Grammaticalement parlant, on dira _je n'ai pas *le *temps *de *+ verbe_... et _je n'ai pas *de *temps *pour *+ verbe ou nom_.


----------



## funkyranger

Merci pour vos réponses. Un peu de contexte - je suis prof étudiante de français (comme language étrangère). Dans le livre, nous faisons le sujet 'qu'est-ce qu'on pourrait faire ce soir?'. Les élèves apprendrent les choses qu'on peut faire, pour exemple, aller au cinéma, à la piscine, écouter à la musique etc.

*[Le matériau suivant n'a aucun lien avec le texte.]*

Issue #5029, opened 2022-09-23
PERF: don't use `_compute_axis_labels_and_lengths` for computing `_row_lengths/_column_widths`


anmyachev:
It will be much faster here to call `length/width` functions on partitions.

I can think of an arbitrarily large multi-index that needs to be serialized/deserialized instead of serializing/deserializing just ints.

PR #5030, opened 2022-09-23
PERF-#5029: Don't use `_compute_axis_labels_and_lengths` for computing `_row_lengths/_column_widths`

anmyachev:

## What do these changes do?

- [ ] Resolves #? 
- [ ] tests added and passing


mvashishtha:
@anmyachev could you give an example where this is useful?

anmyachev:
> @anmyachev could you give an example where this is useful?

I see about twice the speedup relative to the master (comparing best times).
```python
import modin.pandas as pd
import numpy as np
from time import time

arr = np.random.rand(1000000, 10)
index = pd.MultiIndex.from_product(
    [np.random.randint(100, size=125000), ["a", "b", "c", "d"], ["c0", "c1"]]
)
for _ in range(5):
    df = pd.DataFrame(arr, index=index)
    mask = pd.Series([True] * df.shape[0], index=index)
    df = df[mask]
    start = time()
    _ = df.reset_index(drop=True)
    print(f"reset_index: {time()-start}")

```

YarShev:
@anmyachev, I would suggest to check this in a pipeline, i.e. multiple oprations chain, to see if other operations do not slow down.

anmyachev:
> @anmyachev, I would suggest to check this in a pipeline, i.e. multiple oprations chain, to see if other operations do not slow down.

@YarShev this speeds up an internal workload I'm working on, but since I can't show the source, I had to make a synthetic example.

mvashishtha:
@anmyachev I am concerned about the case where partitions shapes and the index are both unknown. Currently, we would do a single remote call to get both index and shapes, but after this PR, we will have to do two separate remote calls: one to get the shapes, then another to get the index. The benefit of this change is, as you mentioned, that we can avoid computing the index in some cases where we'll never need it.

It's hard for me to say without examples which way is better.

Am I missing something? cc @YarShev

YarShev:
@mvashishtha, yes, we are on the same page with you.

vnlitvinov:
I don't get how this speeds things up. To compute the size of a partition (the `partition.length()` call) you'd need to have that partition be ready, don't you? And, if it is ready, getting only its size or its size and index should be costing you the same.

anmyachev:
> I don't get how this speeds things up. To compute the size of a partition (the `partition.length()` call) you'd need to have that partition be ready, don't you? And, if it is ready, getting only its size or its size and index should be costing you the same.

Not exactly the same. We also have to take into account the amount of data being transferred (much more in the case of an index), as well as the time spent on the `append` function, which is called in `get_indices` function.

anmyachev:
@mvashishtha @YarShev @vnlitvinov  I also test the example with 112 cores (on master and `issue5029` branch):

```python
import modin.pandas as pd
import numpy as np
from time import time

arr = np.random.rand(1000000, 10)
index = pd.MultiIndex.from_product(
    [np.random.randint(100, size=125000), ["a", "b", "c", "d"], ["c0", "c1"]]
)
for _ in range(5):
    df = pd.DataFrame(arr, index=index)
    mask = pd.Series([True] * df.shape[0], index=index)
    df = df[mask]
    start = time()
    df._query_compiler._modin_frame.row_lengths
    df._query_compiler.index
    print(f"length+index: {time()-start}\n")
```

The time difference is not noticeable.

vnlitvinov:
> The time difference is not noticeable.

So, I still would like to see performance proof before going and removing some pieces of code introduced for potential optimization (your current change trades off performance gains on suuuuuuuuuuper-huge frame versus performance losses on everything else, so I'd really like to look at the numbers proving that this change actually accomplishes something).

anmyachev:
> > The time difference is not noticeable.
> 
> So, I still would like to see performance proof before going and removing some pieces of code introduced for potential optimization (your current change trades off performance gains on suuuuuuuuuuper-huge frame versus performance losses on everything else, so I'd really like to look at the numbers proving that this change actually accomplishes something).


I've already given two examples, one of which (with `reset_index`) shows the increase perf (0.25 sec vs 0.01 sec), and one that shows that all other cases slow down by a negligible amount of time (0.25 sec vs 0.26 sec). 

Do you have a suggestion for which case to measure next?

vnlitvinov:
Can you show a small table how your benchmarks scale? As of right now, you've showed 1M rows only.

I would like to request a 1M/10M/100M and, if possible, something like 8/16/32/64 cores, too.
I now see the point that you made about not transferring an index if we don't need that, but it is still interesting to see how the things scale.

anmyachev:
> Can you show a small table how your benchmarks scale? As of right now, you've showed 1M rows only.
> 
> I would like to request a 1M/10M/100M and, if possible, something like 8/16/32/64 cores, too. I now see the point that you made about not transferring an index if we don't need that, but it is still interesting to see how the things scale.

Ran the benchmark (with `reset_index`) several times on the master just for comparison.

image

anmyachev:
> > Can you show a small table how your benchmarks scale? As of right now, you've showed 1M rows only.
> > I would like to request a 1M/10M/100M and, if possible, something like 8/16/32/64 cores, too. I now see the point that you made about not transferring an index if we don't need that, but it is still interesting to see how the things scale.
> 
> Ran the benchmark (with `reset_index`) several times on the master just for comparison (all times in sec).
> 
> image



**UPD**
image

anmyachev:
@vnlitvinov I have added the results for another example, please review

dchigarev:
The problem that causes this PR to be controversial is that it tries to optimize a local case while modifying the global one.

The idea of the PR is to optimize one certain case: do not trigger indices extraction from partitions in the `.reset_index(drop=True)` that happens here: https://github.com/modin-project/modin/blob/6440684f3fd3eea477f83dcf77f8d66103b9df95/modin/core/storage_formats/pandas/query_compiler.py#L645-L646
So maybe we could change the implementation of how `.row_lengths` are computed only for this specific case so one wouldn't argue that PR slow-downed a common case?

Il y a des réponses si on ne peut pas faire la suggestion, pour exemple 'je ne peux pas aller au cinéma, je n'ai pas d'argent'. Ma question originale est dans le même sujet - c'est une réponse au sujet de qu'est ce qu'on pourrait faire.


----------



## tilt

_Je n'ai pas *d*'argent_ a le même sens général que _Je n'ai pas *de *temps_ : pas d'argent du tout, pas de temps du tout.
On pourrait tout à fait dire _Je ne peux pas aller au cinéma, je n'ai pas *l*'argent_, ce qui sous-entendrait soit que j'ai de l'argent, mais pas assez, soit que j'ai assez d'argent mais qu'il m'est nécessaire à autre chose.


----------



## Fred_C

bonjour.
"Ne pas avoir le temps" est la négation de "avoir le temps (de faire quelque  chose)", qui est une expression toute faite. C'est une manière de dire simplement "je peux" ou "je ne peux pas", et d'expliquer pourquoi on peut ou on ne peut pas.

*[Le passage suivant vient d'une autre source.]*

Issue #5034, opened 2022-09-26
BUG: `df.get()` with list throws unhashable type error


pyrito:
### Modin version checks

- [X] I have checked that this issue has not already been reported.

- [X] I have confirmed this bug exists on the latest released version of Modin.

- [ ] I have confirmed this bug exists on the main branch of Modin. (In order to do this you can follow [this guide](https://modin.readthedocs.io/en/stable/getting_started/installation.html#installing-from-the-github-master-branch).)

### Reproducible Example

```python
import modin.pandas as pd
df = pd.DataFrame({"col0": [0,1], "col1":[1,2]})
pd.get(["col0"]) # This throws an error
```

### Issue Description

Trying to call `get` with a list of column names throws an "unhashable type" error. 

### Expected Behavior

Output should return a DataFrame with the specified columns.

### Error Logs

<details>

```python-traceback

TypeError                                 Traceback (most recent call last)
Input In [7], in <cell line: 1>()
----> 1 df.get(["col0"])

File ~/opt/anaconda3/envs/modin/lib/python3.9/site-packages/modin/logging/logger_metaclass.py:68, in logger_class_wrapper.<locals>.log_wrap(*args, **kwargs)
     66     logger.info(f"END::PANDAS-API::{class_name}.{method_name}")
     67     return result
---> 68 return method(*args, **kwargs)

File ~/opt/anaconda3/envs/modin/lib/python3.9/site-packages/modin/pandas/base.py:1646, in BasePandasDataset.get(self, key, default)
   1642 def get(self, key, default=None):  # noqa: PR01, RT01, D200
   1643     """
   1644     Get item from object for given key.
   1645     """
-> 1646     if key in self.keys():
   1647         return self.__getitem__(key)
   1648     else:

File ~/opt/anaconda3/envs/modin/lib/python3.9/site-packages/pandas/core/indexes/base.py:5022, in Index.__contains__(self, key)
   4987 def __contains__(self, key: Any) -> bool:
   4988     """
   4989     Return a boolean indicating whether the provided key is in the index.
   4990 
   (...)
   5020     False
   5021     """
-> 5022     hash(key)
   5023     try:
   5024         return key in self._engine

TypeError: unhashable type: 'list'

```

</details>

### Installed Versions

<details>

INSTALLED VERSIONS
------------------
commit           : 138a95401473cd96d5d7456d897b9d087bc45b93
python           : 3.9.12.final.0
python-bits      : 64
OS               : Darwin
[...]

PR #5035, opened 2022-09-26
FIX-#5034: Handle lists in `df.get()`

pyrito:

## What do these changes do?

Matching pandas behavior here.

- [ ] Resolves #? 
- [ ] tests added and passing


modin/pandas/base.py
```diff
@@ -1527,9 +1527,9 @@ def get(self, key, default=None):  # noqa: PR01, RT01, D200
         """
         Get item from object for given key.
         """
-        if key in self.keys():
+        try:
             return self.__getitem__(key)
-        else:
+        except (KeyError, ValueError, IndexError):
```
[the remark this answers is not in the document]
pyrito: I followed: https://github.com/pandas-dev/pandas/blob/v1.5.0/pandas/core/generic.py#L4268-L4318

It's ugly, but I can't think of a better way, especially for pandas concordance.

modin/pandas/test/test_general.py
```diff
@@ -801,3 +803,9 @@ def test_empty_dataframe():
 def test_empty_series():
     s = pd.Series([])
     pd.to_numeric(s)
+
+
+def test_get():
```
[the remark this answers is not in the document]
pyrito: @mvashishtha could you elaborate here? Not sure what you mean 😄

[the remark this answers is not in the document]
mvashishtha: I would like to do something like `@pytest.mark.parametrize("key",  [["col1"], "col1", "col2"], ids=['valid_list_of_string', 'valid_string', invalid_string'])`

modin/pandas/test/test_general.py
```diff
@@ -801,3 +803,13 @@ def test_empty_dataframe():
 def test_empty_series():
     s = pd.Series([])
     pd.to_numeric(s)
+
+
+@pytest.mark.parametrize(
+    "key",
+    [["col1"], "col1", "col2"],
+    ids=["valid_list_of_string", "valid_string", "invalid_string"],
+)
```
mvashishtha, line 812:
```suggestion
@pytest.mark.parametrize(
    "key",
    [["col1"], "col1", "col2", ["col2"], ["col1", "col2"], (), []],
    ids=["valid_list_of_string", "valid_string", "invalid_string", "invalid_list", "list_of_valid_and_invalid_string", "tuple", "empty_list"],
)
@pytest.mark.parametrize("default,pass_default", [(None, False), (3, True)])
```

modin/pandas/test/test_general.py
```diff
@@ -801,3 +803,13 @@ def test_empty_dataframe():
...
+def test_get(key):
+    modin_df, pandas_df = create_test_dfs({"col0": [0, 1]})
+    eval_general(modin_df, pandas_df, lambda df: df.get(key))
```
mvashishtha, line 815:
```suggestion
def test_get(key, default, pass_default):
    modin_df, pandas_df = create_test_dfs({"col0": [0, 1]})
    if pass_default:
      default_kwargs = {'default': default}
    else:
      default_kwargs = {}
    eval_general(modin_df, pandas_df, lambda df: df.get(key, **default_kwargs))
```

modin/pandas/base.py
```diff
@@ -1527,10 +1527,14 @@ def get(self, key, default=None):  # noqa: PR01, RT01, D200
         """
         Get item from object for given key.
         """
-        if key in self.keys():
-            return self.__getitem__(key)
-        else:
-            return default
+
+        def _get(key, list_like):
```
mvashishtha, line 1531: I'd rather not have this inner function if we can avoid it. Why not use the try-except that pandas uses?

pyrito: There was a CI test failure deep in `take_2d_positional` for a different exception when I just passed in a non-list key.

pyrito: No - it was only our implementation.

pyrito: Waiting on implementation for: https://github.com/modin-project/modin/issues/5042

modin/pandas/base.py
```diff
@@ -1527,10 +1527,14 @@ def get(self, key, default=None):  # noqa: PR01, RT01, D200
...
+            if all(k in self.keys() for k in key):
+                return self.__getitem__(key if list_like else key[0])
```
dchigarev, line 1533:
```suggestion
                return self.__getitem__(key)
```
Why do we need this `if is_list_like` check? I believe `.__getitem__` handles lists pretty well:
```python
import modin.pandas as pd

df = pd.DataFrame({"col0": [1, 2, 3]})
print(df.__getitem__(["col0"]))
```

pyrito: @dchigarev thanks for the review. Yes, the check is actually not needed. After @mvashishtha merged in https://github.com/modin-project/modin/pull/5048, I should be able to write this in a cleaner way.

modin/pandas/test/test_general.py
```diff
@@ -801,3 +803,13 @@ def test_empty_dataframe():
...
     pd.to_numeric(s)
+
+
+@pytest.mark.parametrize(
+    "key",
+    [["col1"], "col1", "col2"],
+    ids=["valid_list_of_string", "valid_string", "invalid_string"],
+)
+def test_get(key):
+    modin_df, pandas_df = create_test_dfs({"col0": [0, 1]})
```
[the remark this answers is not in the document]
pyrito: Thanks! Good catch. I've made changes accordingly.

modin/pandas/base.py
pyrito: Changes should be made now.

mvashishtha (dismissed):
Thanks @pyrito

modin/pandas/base.py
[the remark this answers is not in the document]
vnlitvinov: should we follow that code even more and write `return self[key]`?

vnlitvinov (commented):
LGTM!

vnlitvinov (approved):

"Ne pas avoir de temps" est la négation de "avoir du temps", qui n'est pas vraiment une expression toute faite, et qui signifie "avoir du temps libre".


----------



## funkyranger

Merci, je comprends maintenent. J'ai pensé qu'on doit toujours utiliser 'de' après d'un négatif, donc ça c'était la raison pour ma confusion. Le libre n'est pas toujours correcte!


----------



## Fred_C

funkyranger said:


> J'ai pensé qu'on doit toujours utiliser 'de' après d'un négatif


 Oui, mais ce n'est pas tout à fait juste.
La règle est la suivante :
le mot "de" remplace les articles suivants : "un" "une", "des", "du" et "de la" dans les phrases négatives si ces articles accompagnent l'*objet* du verbe.

Pour les autres articles (le, la, les...) ou pour les autres fonctions (sujet, attribut...), on garde l'article inchangé.


----------



## stgour88

J'aimerais dire que je ne peux pas faire quelquechose car je suis très occupé avec mon travail à cette époque de l'année. Je pense qu'on peux exprimer ça avec "J'ai pas le temps" mais quelqu'un m'a dit qu'on dit "J'ai pas de temps". Est-ce qu'on utilise le partitif là ou pas ? Merci !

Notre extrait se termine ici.